Tjaja, erst am lautesten schreien... 

Nun gut, wie schaut es mit dem Rest aus? Herr Wißkirchen? Sechser? Käfer? Helge?

grüße
C.


----------



## Stunt-beck (20. Dezember 2011)

sun909 schrieb:


> Tjaja, erst am lautesten schreien...
> 
> Nun gut, wie schaut es mit dem Rest aus? Herr Wißkirchen? Sechser? Käfer? Helge?
> 
> ...



Wer bitteschön ist denn der Käfer? Kenn ich den oder die?


----------



## sun909 (20. Dezember 2011)

tja, 
in grauen Vorzeiten waren wir noch würdig, mit dem Käfer zu touren...

Heute ist sie schlicht unter "verschollen" zu werten. 

Ne ne, das Leben ist hart.


----------



## Redfraggle (20. Dezember 2011)

sun909 schrieb:


> Tjaja, erst am lautesten schreien...



Ja ich weiß, ist mir sehr unangenehm!Ich könnte allerdings Freitag, wie all
die Jahre zuvor!



sun909 schrieb:


> tja,
> in grauen Vorzeiten waren wir noch würdig, mit dem Käfer zu touren...
> 
> Ne ne, das Leben ist hart.



....müsst halt mal euren männlichen Charme spielen lassen und nicht nur 
nölen!


----------



## der.anderehelge (20. Dezember 2011)

Hi Carsten,
ich könnte (wie angekündigt) nur am Mittwoch. Davor (also jetzt) bin ich in München. Danach bin ich in schon Rostock. Macht viele Fotos und passt auf Euch auf. Der Kottenforst ist sicher nicht der gefährliche Teil.
Frohe Weihnachten


----------



## MTB-News.de




----------



## Sechser (20. Dezember 2011)

Donnerstag kann ich leider nicht, es sei denn, meine Frau ist dann immer noch krank und kann nicht zu ihrer Weihnachtsfeier gehen. Dann komme ich zum Fahren oder später zum Trinken mit.


----------



## Stunt-beck (20. Dezember 2011)

Redfraggle schrieb:


> Ja ich weiß, ist mir sehr unangenehm!Ich könnte allerdings Freitag, wie all
> die Jahre zuvor!
> 
> 
> ...



Welchen Charme


----------



## sun909 (21. Dezember 2011)

Soso,
jeder was anderes, ne ne. 

Tom, Micha, Angela: 
Für abends ist Regen angesagt...ich würde -da frei-extra mit dem Radel aus Köln anreisen.... und bin mir nicht sicher, ob das so eine gute Idee ist, da wir auch noch keinen ortskundigen Guide für den KoFo haben.  
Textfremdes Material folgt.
Issue #90, opened 2021-04-22
Automatically determine initial swap pool weights / set initial prices


sea212:
**Issue**
Currently the creator of a swaps pool has to specify the initial weights (see [here](https://github.com/zeitgeistpm/zeitgeist/blob/5bef6d1a24b70d3e8361dc55fc0c3a44a859d520/zrml/swaps/src/lib.rs#L68) and [here](https://github.com/zeitgeistpm/zeitgeist/blob/5bef6d1a24b70d3e8361dc55fc0c3a44a859d520/zrml/prediction-markets/src/lib.rs#L358)), which determine the price ratio between the assets. In addition to the circumstance, that [deploy_swap_pool_for_market](https://github.com/zeitgeistpm/zeitgeist/blob/5bef6d1a24b70d3e8361dc55fc0c3a44a859d520/zrml/prediction-markets/src/lib.rs#L373-L376) does implicitly add the market currency to the assets, but not extend the weights, i.e. expects the user to know that this implicit expansion happens and to manually add the weight, leads to an unintuitive and error-prone situation.

**Potential solution**
TBD. How do we determine the initial weights? Should the user be able to modify them?

maltekliemann:
The use should be able to specify weights. This is important if they believe one outcome to be much more likely or unlikely than another.

My solution would be to add a `base_asset_weight` parameter.

Chralt98:
I like your approach @maltekliemann. It's cleaner to separate the `asset_weights` and the `base_asset_weight`.

Another approach could be to check if the user forgot to specify a weight for the base asset.

```rust
let mut assets = Self::outcome_assets(market_id, &market);
ensure!(
    weights.len() == assets.len().saturating_add(One::one()),
    Error::<T>::WeightsLenMustEqualAssetsLenPlusOneForBaseAsset
);
let base_asset = Asset::Ztg;
assets.push(base_asset);
```

So the last weight would always be for the `base_asset`.

But don't get me wrong, I would go with your solution @maltekliemann, because it's more precise.

maltekliemann:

Sollen wir das ganze ändern und wir treffen uns normal zum Glühweinen auf dem Weihnachtsmarkt Bonn oder ich komme mit Tom mit dem Auto nach Godesberg?

@Helge: schade... Schöne Feiertage!
@Barbara: Trink einen oder zwei auf uns mit, schaffst du 
@Jerry: ruf/sms an,wenn du Bescheid weißt
@Chris: bist du zwischen den Tagen im Lande? Ansonsten auch Merry X-mas

Schönen Gruß
C.


----------



## Merlin (21. Dezember 2011)

Bei Regen wäre ich ehrlich gesagt raus...


----------



## Stunt-beck (21. Dezember 2011)

sun909 schrieb:


> Soso,
> jeder was anderes, ne ne.
> 
> Tom, Micha, Angela:
> ...



Ja das könnten wir machen. Wo ist mir egal, obwohl die Barbara gesagt hat in Godesberg gäbe es den besseren Glühwein.

Wann sollen wir uns denn treffen?

Grüsse MIcha


----------



## Freckles (21. Dezember 2011)

Stunt-beck schrieb:


> Ja das könnten wir machen. Wo ist mir egal, obwohl die Barbara gesagt hat in Godesberg gäbe es den besseren Glühwein.
> 
> Wann sollen wir uns denn treffen?
> 
> Grüsse MIcha



Finde ich auch joot!

Tom, komm gib dir einen Ruck, wir bringen auch einen großen Schirm mit .

Bis morgen Abend!

Angela


----------



## MTB-News.de




----------



## Dart (21. Dezember 2011)

Irgendwie haben wir den Knopf zum Anmelden nicht gefunden, wir wollten aber auch kommen. Habe am Freitag bereits frei .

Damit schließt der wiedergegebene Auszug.